Bam was just as he was when the car keys were lost back there. But his hands shook, actually shook — she saw it as she had often pretended not to know when someone was crying. There were so few places to search, in a hut, and where could the gun be, if it were not in its place and had not been moved by him? Who would move it?
He seemed suddenly unsure he might not have moved it himself. After coming back from the chief. She had always been asked to check whether her passport was really in her travel wallet, when they travelled together. She had done this with exaggerated precision, holding it up to him in her way between thumb and first finger, putting it back where it had been and she had been sure it had been, all the time.
She looked under the coverings they used as bedclothes and pitched their few crumpled clothes out of the suitcase.
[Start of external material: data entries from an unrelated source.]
PR #3968, opened 2026-08-17
fix(pubsub): avoid panics on Channel conflict and Ring empty subscribe

### LINKED ISSUE #3761: PubSub.Channel and Ring.Subscribe/PSubscribe/SSubscribe panic instead of returning error
## Summary

Several exported methods on `PubSub` and `Ring` call `panic()` on recoverable error conditions instead of returning errors. Callers cannot anticipate or guard against these panics because the function signatures do not include error returns and the doc comments do not mention panic behavior.

**Version:** go-redis/v9 (commit 68197a9)
**Go:** 1.24

### 1. `PubSub.Channel()` / `ChannelWithSubscriptions()` — mutual exclusion panic

```go
// pubsub.go:562-597
func (c *PubSub) Channel(opts ...ChannelOption) <-chan *Message {
    c.chOnce.Do(func() {
        c.msgCh = newChannel(c, opts...)
        c.msgCh.initMsgChan()
    })
    if c.msgCh == nil {
        err := fmt.Errorf("redis: Channel can't be called after ChannelWithSubscriptions")
        panic(err)  // panics instead of returning error
    }
    return c.msgCh.msgCh
}
```

The doc comment for `ChannelWithSubscriptions` says "can not be used together with Channel or ChannelSize" but does not mention that violating this constraint causes a panic. A caller who accidentally uses both gets an unrecoverable crash.

### 2. `Ring.Subscribe()` / `PSubscribe()` / `SSubscribe()` — empty channels + shard error panic

```go
// ring.go:684-722
func (c *Ring) Subscribe(ctx context.Context, channels ...string) *PubSub {
    if len(channels) == 0 {
        panic("at least one channel is required")
    }
    shard, err := c.sharding.GetByKey(channels[0])
    if err != nil {
        // TODO: return PubSub with sticky error
        panic(err)
    }
    return shard.Client.Subscribe(ctx, channels...)
}
```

He even took the knob-kerrie he had been given by an old man in exchange for fish and poked in the thatch that was piled up outside, lifted the bundles one by one and flung them aside. Victor and Royce rummaged, talking too much. — What if someone’s buried it? C’mon, let’s dig, Vic? Shall we dig? — When checked in one activity, they dashed to another. They forgot what they were supposed to be searching for; turning over ashes became a contest of kicking the grey powder at one another. Gina had run off to skip with Nyiko, who had an old dressing-gown cord for a rope.
— You’re quite sure you didn’t play with it? At any time?—
— No, daddy — man! I promise. — Victor was offended at being suspected of what he knew he might very well have done.
The younger one indemnified, innocent of everything, for all time: —We never. Cross my heart.—
— Because no one else knew it was there. — Their father’s look held. He breathed as if he had been running; even as they did when they were about to cry.
The boys stood waiting for whatever it was grownups might decide to do. Neither would dare risk telling their father everybody knew it was there, every chicken that scratched, every child whose eyes went round the interior of the hut, mhani Tsatsawani’s hut, where the white people stayed. — Gina knows. — Royce told tales, but the father didn’t understand the implication. And Victor, his hand out of sight where he stood close up beside his young brother, took the flap of the little boy’s skinny thigh and pinched it with steadily maintained pressure for a few seconds, enforcing a code of loyalty that extended even to their sister in time of real trouble.